▶ WHAT IS EXPECTED:
Go through the data and copy every line in which "ConnectionLifetime" appears.

[Extracted data entries]
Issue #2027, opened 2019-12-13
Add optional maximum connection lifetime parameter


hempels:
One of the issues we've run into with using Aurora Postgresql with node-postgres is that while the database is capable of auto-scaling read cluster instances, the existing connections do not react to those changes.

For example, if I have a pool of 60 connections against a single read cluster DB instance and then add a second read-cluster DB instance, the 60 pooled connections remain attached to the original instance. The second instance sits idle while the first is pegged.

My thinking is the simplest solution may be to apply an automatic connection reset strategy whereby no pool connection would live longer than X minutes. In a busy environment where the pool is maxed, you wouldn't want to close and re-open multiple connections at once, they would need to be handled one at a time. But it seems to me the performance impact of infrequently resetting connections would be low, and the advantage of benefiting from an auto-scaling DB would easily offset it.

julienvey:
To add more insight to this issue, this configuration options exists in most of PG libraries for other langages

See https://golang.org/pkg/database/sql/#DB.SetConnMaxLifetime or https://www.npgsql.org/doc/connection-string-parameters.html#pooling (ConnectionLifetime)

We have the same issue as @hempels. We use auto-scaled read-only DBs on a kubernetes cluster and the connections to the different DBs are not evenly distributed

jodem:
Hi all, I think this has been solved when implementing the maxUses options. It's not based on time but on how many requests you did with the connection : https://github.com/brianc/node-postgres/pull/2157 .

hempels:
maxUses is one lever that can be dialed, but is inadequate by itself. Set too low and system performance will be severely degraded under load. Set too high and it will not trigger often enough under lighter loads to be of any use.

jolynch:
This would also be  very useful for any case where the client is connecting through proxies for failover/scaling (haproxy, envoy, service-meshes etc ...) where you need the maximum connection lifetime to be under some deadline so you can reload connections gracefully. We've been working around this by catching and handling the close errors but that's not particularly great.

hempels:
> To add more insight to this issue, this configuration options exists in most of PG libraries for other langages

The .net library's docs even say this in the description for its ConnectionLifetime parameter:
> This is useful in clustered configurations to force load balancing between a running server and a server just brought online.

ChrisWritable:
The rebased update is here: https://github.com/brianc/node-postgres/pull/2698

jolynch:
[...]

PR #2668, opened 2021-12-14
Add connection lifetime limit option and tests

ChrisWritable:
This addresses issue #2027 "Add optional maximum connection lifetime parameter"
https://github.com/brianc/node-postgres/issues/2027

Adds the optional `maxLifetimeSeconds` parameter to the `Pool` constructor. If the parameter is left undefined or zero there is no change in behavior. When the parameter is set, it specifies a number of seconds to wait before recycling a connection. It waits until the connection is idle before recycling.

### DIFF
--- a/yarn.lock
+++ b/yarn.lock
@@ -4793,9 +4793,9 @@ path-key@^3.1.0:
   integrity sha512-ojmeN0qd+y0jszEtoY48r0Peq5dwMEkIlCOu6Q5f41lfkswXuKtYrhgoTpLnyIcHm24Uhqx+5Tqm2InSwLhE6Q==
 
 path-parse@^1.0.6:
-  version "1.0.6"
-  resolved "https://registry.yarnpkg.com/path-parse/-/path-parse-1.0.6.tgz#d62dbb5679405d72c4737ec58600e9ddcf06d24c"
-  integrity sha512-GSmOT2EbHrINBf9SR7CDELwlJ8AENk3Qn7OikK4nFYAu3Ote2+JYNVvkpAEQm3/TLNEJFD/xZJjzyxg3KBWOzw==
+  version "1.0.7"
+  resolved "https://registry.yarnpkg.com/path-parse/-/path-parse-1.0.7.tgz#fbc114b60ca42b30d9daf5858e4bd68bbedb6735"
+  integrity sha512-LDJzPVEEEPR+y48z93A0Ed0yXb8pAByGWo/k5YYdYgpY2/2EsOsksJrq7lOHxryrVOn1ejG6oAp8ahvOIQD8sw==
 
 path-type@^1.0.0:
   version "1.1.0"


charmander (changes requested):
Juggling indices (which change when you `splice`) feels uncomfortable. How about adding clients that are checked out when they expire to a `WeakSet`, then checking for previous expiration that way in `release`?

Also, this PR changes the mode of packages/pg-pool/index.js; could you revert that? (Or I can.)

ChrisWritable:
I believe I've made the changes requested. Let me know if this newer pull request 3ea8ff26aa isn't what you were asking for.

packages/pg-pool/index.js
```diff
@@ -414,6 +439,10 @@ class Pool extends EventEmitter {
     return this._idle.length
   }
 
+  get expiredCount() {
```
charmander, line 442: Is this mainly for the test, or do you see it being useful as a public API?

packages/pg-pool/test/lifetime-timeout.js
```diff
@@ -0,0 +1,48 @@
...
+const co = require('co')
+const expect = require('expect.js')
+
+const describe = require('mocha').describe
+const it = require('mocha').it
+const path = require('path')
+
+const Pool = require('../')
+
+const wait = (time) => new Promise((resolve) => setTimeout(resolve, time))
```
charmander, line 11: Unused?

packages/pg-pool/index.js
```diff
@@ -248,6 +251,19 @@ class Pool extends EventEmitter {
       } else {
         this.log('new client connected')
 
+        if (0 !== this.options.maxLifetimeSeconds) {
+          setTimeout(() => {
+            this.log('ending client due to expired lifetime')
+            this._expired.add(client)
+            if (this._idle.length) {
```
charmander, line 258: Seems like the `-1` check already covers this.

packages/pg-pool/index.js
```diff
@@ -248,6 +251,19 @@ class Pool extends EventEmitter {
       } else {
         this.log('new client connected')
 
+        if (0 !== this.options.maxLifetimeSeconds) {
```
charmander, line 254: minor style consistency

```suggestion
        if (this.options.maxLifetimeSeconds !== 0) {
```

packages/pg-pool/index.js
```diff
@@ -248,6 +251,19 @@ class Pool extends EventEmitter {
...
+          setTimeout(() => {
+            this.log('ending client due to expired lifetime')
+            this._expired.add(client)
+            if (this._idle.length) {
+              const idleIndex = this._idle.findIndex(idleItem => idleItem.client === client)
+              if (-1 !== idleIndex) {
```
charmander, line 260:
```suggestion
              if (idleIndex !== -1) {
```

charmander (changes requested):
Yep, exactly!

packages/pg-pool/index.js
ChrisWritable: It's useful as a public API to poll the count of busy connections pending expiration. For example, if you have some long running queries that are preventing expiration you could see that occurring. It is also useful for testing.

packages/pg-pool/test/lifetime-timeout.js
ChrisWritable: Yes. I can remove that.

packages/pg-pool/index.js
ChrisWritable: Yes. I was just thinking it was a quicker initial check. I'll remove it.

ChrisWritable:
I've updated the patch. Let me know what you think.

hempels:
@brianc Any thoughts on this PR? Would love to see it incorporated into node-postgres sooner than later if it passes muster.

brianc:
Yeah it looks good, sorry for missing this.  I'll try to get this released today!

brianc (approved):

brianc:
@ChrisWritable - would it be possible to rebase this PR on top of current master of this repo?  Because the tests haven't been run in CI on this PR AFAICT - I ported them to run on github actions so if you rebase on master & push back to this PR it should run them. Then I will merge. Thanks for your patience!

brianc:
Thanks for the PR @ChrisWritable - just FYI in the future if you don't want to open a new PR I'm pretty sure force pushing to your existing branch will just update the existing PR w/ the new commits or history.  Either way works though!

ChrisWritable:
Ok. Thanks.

---

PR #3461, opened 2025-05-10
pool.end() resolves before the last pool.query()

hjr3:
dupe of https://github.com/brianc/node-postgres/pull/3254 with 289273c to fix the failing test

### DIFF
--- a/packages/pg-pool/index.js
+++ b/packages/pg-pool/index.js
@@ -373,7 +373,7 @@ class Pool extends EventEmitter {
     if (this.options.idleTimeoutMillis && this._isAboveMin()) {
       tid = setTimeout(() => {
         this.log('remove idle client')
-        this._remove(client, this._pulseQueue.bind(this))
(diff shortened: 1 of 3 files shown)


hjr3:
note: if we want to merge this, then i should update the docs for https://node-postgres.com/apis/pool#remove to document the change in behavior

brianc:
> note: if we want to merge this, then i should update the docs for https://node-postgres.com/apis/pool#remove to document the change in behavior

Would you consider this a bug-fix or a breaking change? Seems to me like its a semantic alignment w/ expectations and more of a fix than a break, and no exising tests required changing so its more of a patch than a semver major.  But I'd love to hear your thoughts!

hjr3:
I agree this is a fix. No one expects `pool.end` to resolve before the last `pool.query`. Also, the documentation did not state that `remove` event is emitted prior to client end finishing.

* * *

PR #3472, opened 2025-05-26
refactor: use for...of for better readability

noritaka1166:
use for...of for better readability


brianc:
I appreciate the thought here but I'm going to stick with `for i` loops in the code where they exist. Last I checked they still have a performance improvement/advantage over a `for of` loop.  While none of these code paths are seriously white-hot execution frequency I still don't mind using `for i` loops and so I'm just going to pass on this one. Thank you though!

▶ EXERCISE RESULT:
See https://golang.org/pkg/database/sql/#DB.SetConnMaxLifetime or https://www.npgsql.org/doc/connection-string-parameters.html#pooling (ConnectionLifetime)
The .net library's docs even say this in the description for its ConnectionLifetime parameter:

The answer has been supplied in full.